Вскоре основалось "Трактатное Общество", издававшее книги, брошюры и журналы духовного содержания. Журнал этот выходил под названием "Русский рабочий", издателем и редактором была Александра Ивановна Пейкер. Библии и Новые Заветы получались из Британского Библейского Общества. Библии того времени были большого формата и соответствующего веса. Они были напечатаны на очень хорошей бумаге и крупным шрифтом. Всю эту литературу верующие раздавали своим знакомым и друзьям, а также всем желающим.
Хочется отметить один отрадный факт, характерный для нашего народа. Русский человек, в отличие от многих других, как только уверует, независимо от его образования становится немедленно миссионером, чему я не раз была свидетельницей. Один из таких братьев говорил мне: "Моё оружие всегда со мною", - подразумевая Слово Божие, с которым он не расставался.
К Комитету Трактатного Общества принадлежал и мой отец, оберцеремонимейстер при Императоре Александре II. Он нередко беседовал с Государем о свободе совести в России. Отличавшийся большою веротерпимостью Государь уже готовил соответствующий закон. В проекте будущего закона о веротерпимости предполагалось, между прочим, разрешение при смешанных браках самими родителями предоставить детям выбор вероисповедания. Проект этот, насколько мне известно, уже получил согласие Сената и должен был в самом непродолжительном времени стать законом. К великому сожалению, убийство Государя положило всему этому конец, и закон этот так и не увидел света. Мой отец, лютеранин, смотрел на новое духовное течение с некоторой сдержанностью. Мать моя была православная. Когда она сказала отцу, что хочет на ближайшем евангельском собрании принять участие в преломлении хлеба, соответствующем церковному причастию, он предупредил её о возможности возбудить этим недовольство высших властей.

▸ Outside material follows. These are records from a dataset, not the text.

PR #1490, opened 2024-05-24
fix: move manifest.toml man page to section 5

limeytexan:
## Proposed Changes

The manifest.toml file is currently being installed as section 1 when it should be installed for section 5 (File formats and conventions).

See `man(1)` for a description of the section numbers and their purpose.

## Release Notes

* moved the man page for `manifest.toml` from section 1 to section 5

### DIFF
--- a/cli/flox/doc/flox-install.md
+++ b/cli/flox/doc/flox-install.md
@@ -76,4 +76,4 @@ options.
 ## SEE ALSO
 [`flox-uninstall(1)`](./flox-uninstall.md),
 [`flox-edit(1)`](./flox-edit.md),
-[`manifest-toml(1)`](./manifest.toml.md)
+[`manifest.toml(5)`](./manifest.toml.md)
--- a/pkgs/flox-manpages/default.nix
+++ b/pkgs/flox-manpages/default.nix
@@ -47,6 +47,8 @@ in
 
 
     fd ".*\.md" -d 1 ./ -x ${compileManPageBin} {} $buildDir/{/.}.1
+    rm -f $buildDir/manifest.toml.1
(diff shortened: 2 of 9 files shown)


cli/flox/doc/flox-install.md
```diff
@@ -76,4 +76,4 @@ options.
 ## SEE ALSO
 [`flox-uninstall(1)`](./flox-uninstall.md),
 [`flox-edit(1)`](./flox-edit.md),
-[`manifest-toml(1)`](./manifest.toml.md)
+[`manifest.toml(5)`](./manifest.toml.md)
```
limeytexan, line 79: Note that both of these changes are correct - `manifest-toml` was incorrect to start with.

pkgs/flox-manpages/default.nix
```diff
@@ -47,6 +47,8 @@ in
 
 
     fd ".*\.md" -d 1 ./ -x ${compileManPageBin} {} $buildDir/{/.}.1
+    rm -f $buildDir/manifest.toml.1
+    ${compileManPageBin} manifest.toml.md $buildDir/manifest.toml.5
```
mkenigs, line 51: nonblocking nit: how come not just `mv`?

mkenigs (commented):
I think if you want to rebase against main we could go ahead and merge this

pkgs/flox-manpages/default.nix
limeytexan: Hmmm ... good question. I had it in my head that the man page compiler was somehow embedding the section number in the content but of course that's not governed by the filename. I've tested and it does the right thing - will change!

mkenigs (approved):

mkenigs:
Weird, CI wasn't triggering but closing and re-opening triggered it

Однако других препятствий он ей не ставил, а в последствии и сам охотно посещал собрания, преклоняя колена со всеми молящимися.
Общественная деятельность верующих
Василий Александрович Пашков вместе со своим другом графом Корф посещал чайные, где зимой обогревались извозчики. В жарко натопленных и сильно накуренных трактирах или чайных, битком набитых легковыми и ломовыми извозчиками, эти два служителя Божия читали Евангелие и говорили о Христе, о путях гибели и спасения, призывая всех обратиться к Спасителю с покаянием, чтобы получить верою прощение грехов и новую жизнь свыше. Тут же они раздавали небольшие Евангелия. Простые слушатели с большим вниманием и открытыми сердцами принимали слова свидетелей Господних, воодушевлённых горячей любовью к Господу и жаждою спасения душ. Много лет спустя, когда я предложила извозчику одно из четырёх Евангелий, я услышала в ответ, что "несколько лет тому назад один хороший барин подарил мне такую книжечку". Радостно было слышать, с какой благодарностью он его вспоминал.
Верующие того времени не ограничивались одним служением словом. Я уже упомянула, что у Пашковых имелся дом на Выборгской Стороне. Там Василий Александрович открыл столовую, в которой за малую плату можно было получить простое хорошее кушанье, а также чай или кофе с молоком. На стенах столовой были написаны стихи из Священного Писания, гости обслуживались верующими женщинами или девицами.
Это помещение было устроено прежде всего для студентов, которым часто не хватало средств на пропитание. Кроме хорошего питания и низкой цены их привлекало милое отношение служащих и приятная обстановка.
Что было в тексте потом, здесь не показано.